What you will do: Once more, print the records exactly as given.

Supplied material:
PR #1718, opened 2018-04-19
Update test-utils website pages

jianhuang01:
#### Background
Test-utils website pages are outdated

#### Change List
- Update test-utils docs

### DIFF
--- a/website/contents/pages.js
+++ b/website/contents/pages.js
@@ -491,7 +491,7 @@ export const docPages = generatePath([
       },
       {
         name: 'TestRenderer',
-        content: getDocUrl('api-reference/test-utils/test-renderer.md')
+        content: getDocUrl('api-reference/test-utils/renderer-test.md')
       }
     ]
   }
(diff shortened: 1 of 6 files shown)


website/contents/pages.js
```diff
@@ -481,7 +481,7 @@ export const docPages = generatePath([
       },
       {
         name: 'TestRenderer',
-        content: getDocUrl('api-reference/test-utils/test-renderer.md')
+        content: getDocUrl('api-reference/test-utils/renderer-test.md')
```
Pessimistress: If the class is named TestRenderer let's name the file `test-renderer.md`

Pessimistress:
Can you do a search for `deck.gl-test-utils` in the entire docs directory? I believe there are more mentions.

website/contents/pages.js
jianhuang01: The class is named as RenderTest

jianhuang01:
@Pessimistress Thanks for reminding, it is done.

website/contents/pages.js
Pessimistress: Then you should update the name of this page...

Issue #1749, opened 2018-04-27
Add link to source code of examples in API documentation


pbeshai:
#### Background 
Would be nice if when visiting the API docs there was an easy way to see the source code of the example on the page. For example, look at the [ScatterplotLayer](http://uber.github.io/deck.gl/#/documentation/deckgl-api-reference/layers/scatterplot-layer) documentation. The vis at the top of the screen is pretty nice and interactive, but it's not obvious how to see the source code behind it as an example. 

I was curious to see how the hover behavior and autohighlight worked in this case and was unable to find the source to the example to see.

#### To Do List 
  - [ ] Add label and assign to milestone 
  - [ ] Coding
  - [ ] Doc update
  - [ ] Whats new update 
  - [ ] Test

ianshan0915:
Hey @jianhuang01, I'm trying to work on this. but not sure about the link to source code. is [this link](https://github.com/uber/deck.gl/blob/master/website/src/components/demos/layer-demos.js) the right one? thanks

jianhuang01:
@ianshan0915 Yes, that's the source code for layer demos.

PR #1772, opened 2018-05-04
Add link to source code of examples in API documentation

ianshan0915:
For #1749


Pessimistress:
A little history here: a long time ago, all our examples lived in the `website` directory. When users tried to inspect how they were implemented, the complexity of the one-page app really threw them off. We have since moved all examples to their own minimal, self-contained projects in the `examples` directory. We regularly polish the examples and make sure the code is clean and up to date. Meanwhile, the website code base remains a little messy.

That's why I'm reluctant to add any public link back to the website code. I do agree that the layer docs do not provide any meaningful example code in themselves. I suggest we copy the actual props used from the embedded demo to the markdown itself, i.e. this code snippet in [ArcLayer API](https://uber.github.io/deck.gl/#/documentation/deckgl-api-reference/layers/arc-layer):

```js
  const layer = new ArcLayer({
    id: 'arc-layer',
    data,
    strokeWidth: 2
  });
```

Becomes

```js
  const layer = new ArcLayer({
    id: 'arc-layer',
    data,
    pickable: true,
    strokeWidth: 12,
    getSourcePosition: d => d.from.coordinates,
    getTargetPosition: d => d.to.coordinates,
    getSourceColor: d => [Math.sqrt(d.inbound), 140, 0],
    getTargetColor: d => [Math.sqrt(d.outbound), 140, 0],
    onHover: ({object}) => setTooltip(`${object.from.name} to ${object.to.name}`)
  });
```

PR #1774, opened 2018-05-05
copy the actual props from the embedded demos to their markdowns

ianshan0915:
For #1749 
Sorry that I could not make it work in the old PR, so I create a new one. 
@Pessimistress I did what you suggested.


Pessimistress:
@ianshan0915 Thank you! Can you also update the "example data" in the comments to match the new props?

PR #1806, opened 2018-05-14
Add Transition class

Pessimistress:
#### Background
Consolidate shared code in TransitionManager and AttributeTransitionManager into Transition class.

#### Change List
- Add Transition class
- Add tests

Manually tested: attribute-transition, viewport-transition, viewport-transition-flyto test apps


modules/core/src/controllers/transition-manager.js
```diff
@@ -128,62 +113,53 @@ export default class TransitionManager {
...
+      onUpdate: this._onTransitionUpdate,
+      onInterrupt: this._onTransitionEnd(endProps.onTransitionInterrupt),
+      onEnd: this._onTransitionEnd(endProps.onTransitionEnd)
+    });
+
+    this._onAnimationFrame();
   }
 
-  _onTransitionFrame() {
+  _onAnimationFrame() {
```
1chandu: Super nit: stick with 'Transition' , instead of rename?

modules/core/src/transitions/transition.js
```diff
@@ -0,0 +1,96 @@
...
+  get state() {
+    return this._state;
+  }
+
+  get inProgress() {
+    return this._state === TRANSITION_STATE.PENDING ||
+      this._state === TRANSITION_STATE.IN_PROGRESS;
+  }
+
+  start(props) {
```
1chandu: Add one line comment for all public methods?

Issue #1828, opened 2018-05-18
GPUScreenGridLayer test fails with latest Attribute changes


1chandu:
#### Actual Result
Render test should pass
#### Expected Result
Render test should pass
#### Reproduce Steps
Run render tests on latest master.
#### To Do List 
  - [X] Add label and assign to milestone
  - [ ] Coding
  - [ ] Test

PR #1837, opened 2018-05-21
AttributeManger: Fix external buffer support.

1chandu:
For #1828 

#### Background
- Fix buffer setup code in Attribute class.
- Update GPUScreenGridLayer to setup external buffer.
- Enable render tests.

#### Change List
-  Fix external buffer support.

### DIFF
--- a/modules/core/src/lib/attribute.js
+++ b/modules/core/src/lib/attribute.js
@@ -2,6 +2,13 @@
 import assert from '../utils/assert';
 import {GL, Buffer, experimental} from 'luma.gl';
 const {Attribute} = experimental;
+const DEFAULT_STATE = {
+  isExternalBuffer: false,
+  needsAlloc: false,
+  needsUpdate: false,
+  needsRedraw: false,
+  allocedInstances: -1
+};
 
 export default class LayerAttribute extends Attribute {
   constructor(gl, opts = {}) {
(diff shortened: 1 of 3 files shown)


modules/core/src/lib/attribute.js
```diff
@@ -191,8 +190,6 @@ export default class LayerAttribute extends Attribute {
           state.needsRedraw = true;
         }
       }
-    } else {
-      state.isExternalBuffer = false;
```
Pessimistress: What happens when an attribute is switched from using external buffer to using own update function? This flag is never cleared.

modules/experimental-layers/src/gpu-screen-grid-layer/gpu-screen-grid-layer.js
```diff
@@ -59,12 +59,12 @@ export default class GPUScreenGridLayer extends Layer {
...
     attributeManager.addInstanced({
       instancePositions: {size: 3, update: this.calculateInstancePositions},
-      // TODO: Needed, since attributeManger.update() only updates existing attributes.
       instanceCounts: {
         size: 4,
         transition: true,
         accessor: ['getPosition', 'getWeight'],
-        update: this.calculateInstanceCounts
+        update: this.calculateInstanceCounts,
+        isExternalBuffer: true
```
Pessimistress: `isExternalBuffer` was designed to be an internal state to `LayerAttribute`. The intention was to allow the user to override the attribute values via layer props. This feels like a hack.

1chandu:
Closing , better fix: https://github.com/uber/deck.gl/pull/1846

Solution to the exercise:
PR #1718, opened 2018-04-19
Update test-utils website pages

jianhuang01:
#### Background
Test-utils website pages are outdated

#### Change List
- Update test-utils docs

### DIFF
--- a/website/contents/pages.js
+++ b/website/contents/pages.js
@@ -491,7 +491,7 @@ export const docPages = generatePath([
       },
       {
         name: 'TestRenderer',
-        content: getDocUrl('api-reference/test-utils/test-renderer.md')
+        content: getDocUrl('api-reference/test-utils/renderer-test.md')
       }
     ]
   }
(diff shortened: 1 of 6 files shown)


website/contents/pages.js
```diff
@@ -481,7 +481,7 @@ export const docPages = generatePath([
       },
       {
         name: 'TestRenderer',
-        content: getDocUrl('api-reference/test-utils/test-renderer.md')
+        content: getDocUrl('api-reference/test-utils/renderer-test.md')
```
Pessimistress: If the class is named TestRenderer let's name the file `test-renderer.md`

Pessimistress:
Can you do a search for `deck.gl-test-utils` in the entire docs directory? I believe there are more mentions.

website/contents/pages.js
jianhuang01: The class is named as RenderTest

jianhuang01:
@Pessimistress Thanks for reminding, it is done.

website/contents/pages.js
Pessimistress: Then you should update the name of this page...

Issue #1749, opened 2018-04-27
Add link to source code of examples in API documentation


pbeshai:
#### Background 
Would be nice if when visiting the API docs there was an easy way to see the source code of the example on the page. For example, look at the [ScatterplotLayer](http://uber.github.io/deck.gl/#/documentation/deckgl-api-reference/layers/scatterplot-layer) documentation. The vis at the top of the screen is pretty nice and interactive, but it's not obvious how to see the source code behind it as an example. 

I was curious to see how the hover behavior and autohighlight worked in this case and was unable to find the source to the example to see.

#### To Do List 
  - [ ] Add label and assign to milestone 
  - [ ] Coding
  - [ ] Doc update
  - [ ] Whats new update 
  - [ ] Test

ianshan0915:
Hey @jianhuang01, I'm trying to work on this. but not sure about the link to source code. is [this link](https://github.com/uber/deck.gl/blob/master/website/src/components/demos/layer-demos.js) the right one? thanks

jianhuang01:
@ianshan0915 Yes, that's the source code for layer demos.

PR #1772, opened 2018-05-04
Add link to source code of examples in API documentation

ianshan0915:
For #1749


Pessimistress:
A little history here: a long time ago, all our examples lived in the `website` directory. When users tried to inspect how they were implemented, the complexity of the one-page app really threw them off. We have since moved all examples to their own minimal, self-contained projects in the `examples` directory. We regularly polish the examples and make sure the code is clean and up to date. Meanwhile, the website code base remains a little messy.

That's why I'm reluctant to add any public link back to the website code. I do agree that the layer docs do not provide any meaningful example code in themselves. I suggest we copy the actual props used from the embedded demo to the markdown itself, i.e. this code snippet in [ArcLayer API](https://uber.github.io/deck.gl/#/documentation/deckgl-api-reference/layers/arc-layer):

```js
  const layer = new ArcLayer({
    id: 'arc-layer',
    data,
    strokeWidth: 2
  });
```

Becomes

```js
  const layer = new ArcLayer({
    id: 'arc-layer',
    data,
    pickable: true,
    strokeWidth: 12,
    getSourcePosition: d => d.from.coordinates,
    getTargetPosition: d => d.to.coordinates,
    getSourceColor: d => [Math.sqrt(d.inbound), 140, 0],
    getTargetColor: d => [Math.sqrt(d.outbound), 140, 0],
    onHover: ({object}) => setTooltip(`${object.from.name} to ${object.to.name}`)
  });
```

PR #1774, opened 2018-05-05
copy the actual props from the embedded demos to their markdowns

ianshan0915:
For #1749 
Sorry that I could not make it work in the old PR, so I create a new one. 
@Pessimistress I did what you suggested.


Pessimistress:
@ianshan0915 Thank you! Can you also update the "example data" in the comments to match the new props?

PR #1806, opened 2018-05-14
Add Transition class

Pessimistress:
#### Background
Consolidate shared code in TransitionManager and AttributeTransitionManager into Transition class.

#### Change List
- Add Transition class
- Add tests

Manually tested: attribute-transition, viewport-transition, viewport-transition-flyto test apps


modules/core/src/controllers/transition-manager.js
```diff
@@ -128,62 +113,53 @@ export default class TransitionManager {
...
+      onUpdate: this._onTransitionUpdate,
+      onInterrupt: this._onTransitionEnd(endProps.onTransitionInterrupt),
+      onEnd: this._onTransitionEnd(endProps.onTransitionEnd)
+    });
+
+    this._onAnimationFrame();
   }
 
-  _onTransitionFrame() {
+  _onAnimationFrame() {
```
1chandu: Super nit: stick with 'Transition' , instead of rename?

modules/core/src/transitions/transition.js
```diff
@@ -0,0 +1,96 @@
...
+  get state() {
+    return this._state;
+  }
+
+  get inProgress() {
+    return this._state === TRANSITION_STATE.PENDING ||
+      this._state === TRANSITION_STATE.IN_PROGRESS;
+  }
+
+  start(props) {
```
1chandu: Add one line comment for all public methods?

Issue #1828, opened 2018-05-18
GPUScreenGridLayer test fails with latest Attribute changes


1chandu:
#### Actual Result
Render test should pass
#### Expected Result
Render test should pass
#### Reproduce Steps
Run render tests on latest master.
#### To Do List 
  - [X] Add label and assign to milestone
  - [ ] Coding
  - [ ] Test

PR #1837, opened 2018-05-21
AttributeManger: Fix external buffer support.

1chandu:
For #1828 

#### Background
- Fix buffer setup code in Attribute class.
- Update GPUScreenGridLayer to setup external buffer.
- Enable render tests.

#### Change List
-  Fix external buffer support.

### DIFF
--- a/modules/core/src/lib/attribute.js
+++ b/modules/core/src/lib/attribute.js
@@ -2,6 +2,13 @@
 import assert from '../utils/assert';
 import {GL, Buffer, experimental} from 'luma.gl';
 const {Attribute} = experimental;
+const DEFAULT_STATE = {
+  isExternalBuffer: false,
+  needsAlloc: false,
+  needsUpdate: false,
+  needsRedraw: false,
+  allocedInstances: -1
+};
 
 export default class LayerAttribute extends Attribute {
   constructor(gl, opts = {}) {
(diff shortened: 1 of 3 files shown)


modules/core/src/lib/attribute.js
```diff
@@ -191,8 +190,6 @@ export default class LayerAttribute extends Attribute {
           state.needsRedraw = true;
         }
       }
-    } else {
-      state.isExternalBuffer = false;
```
Pessimistress: What happens when an attribute is switched from using external buffer to using own update function? This flag is never cleared.

modules/experimental-layers/src/gpu-screen-grid-layer/gpu-screen-grid-layer.js
```diff
@@ -59,12 +59,12 @@ export default class GPUScreenGridLayer extends Layer {
...
     attributeManager.addInstanced({
       instancePositions: {size: 3, update: this.calculateInstancePositions},
-      // TODO: Needed, since attributeManger.update() only updates existing attributes.
       instanceCounts: {
         size: 4,
         transition: true,
         accessor: ['getPosition', 'getWeight'],
-        update: this.calculateInstanceCounts
+        update: this.calculateInstanceCounts,
+        isExternalBuffer: true
```
Pessimistress: `isExternalBuffer` was designed to be an internal state to `LayerAttribute`. The intention was to allow the user to override the attribute values via layer props. This feels like a hack.

1chandu:
Closing , better fix: https://github.com/uber/deck.gl/pull/1846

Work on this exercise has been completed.